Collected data

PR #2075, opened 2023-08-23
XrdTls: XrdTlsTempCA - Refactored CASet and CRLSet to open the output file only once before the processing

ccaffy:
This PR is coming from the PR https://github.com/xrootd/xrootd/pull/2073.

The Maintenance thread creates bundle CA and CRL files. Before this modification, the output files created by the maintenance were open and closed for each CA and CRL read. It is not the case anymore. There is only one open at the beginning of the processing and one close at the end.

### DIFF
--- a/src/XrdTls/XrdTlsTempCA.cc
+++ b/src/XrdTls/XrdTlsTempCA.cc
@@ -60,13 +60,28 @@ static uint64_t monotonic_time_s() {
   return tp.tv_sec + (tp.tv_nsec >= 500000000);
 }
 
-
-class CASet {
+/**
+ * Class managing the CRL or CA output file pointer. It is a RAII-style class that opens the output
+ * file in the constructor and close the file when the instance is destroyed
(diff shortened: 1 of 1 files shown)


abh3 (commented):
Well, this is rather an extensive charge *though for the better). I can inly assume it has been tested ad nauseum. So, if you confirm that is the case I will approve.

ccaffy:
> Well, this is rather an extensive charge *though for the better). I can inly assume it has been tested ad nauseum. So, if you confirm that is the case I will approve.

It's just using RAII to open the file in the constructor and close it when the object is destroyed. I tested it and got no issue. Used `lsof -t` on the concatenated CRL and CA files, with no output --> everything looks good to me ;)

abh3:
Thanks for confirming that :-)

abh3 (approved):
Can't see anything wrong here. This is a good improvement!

◆ **ACTION ITEM**:
Starting at the line that contains "This PR is coming", retype each remaining line of the records exactly; that line and the last line are both included.

◆ **RESPONSE**:
This PR is coming from the PR https://github.com/xrootd/xrootd/pull/2073.

The Maintenance thread creates bundle CA and CRL files. Before this modification, the output files created by the maintenance were open and closed for each CA and CRL read. It is not the case anymore. There is only one open at the beginning of the processing and one close at the end.

### DIFF
--- a/src/XrdTls/XrdTlsTempCA.cc
+++ b/src/XrdTls/XrdTlsTempCA.cc
@@ -60,13 +60,28 @@ static uint64_t monotonic_time_s() {
   return tp.tv_sec + (tp.tv_nsec >= 500000000);
 }
 
-
-class CASet {
+/**
+ * Class managing the CRL or CA output file pointer. It is a RAII-style class that opens the output
+ * file in the constructor and close the file when the instance is destroyed
(diff shortened: 1 of 1 files shown)


abh3 (commented):
Well, this is rather an extensive charge *though for the better). I can inly assume it has been tested ad nauseum. So, if you confirm that is the case I will approve.

ccaffy:
> Well, this is rather an extensive charge *though for the better). I can inly assume it has been tested ad nauseum. So, if you confirm that is the case I will approve.

It's just using RAII to open the file in the constructor and close it when the object is destroyed. I tested it and got no issue. Used `lsof -t` on the concatenated CRL and CA files, with no output --> everything looks good to me ;)

abh3:
Thanks for confirming that :-)

abh3 (approved):
Can't see anything wrong here. This is a good improvement!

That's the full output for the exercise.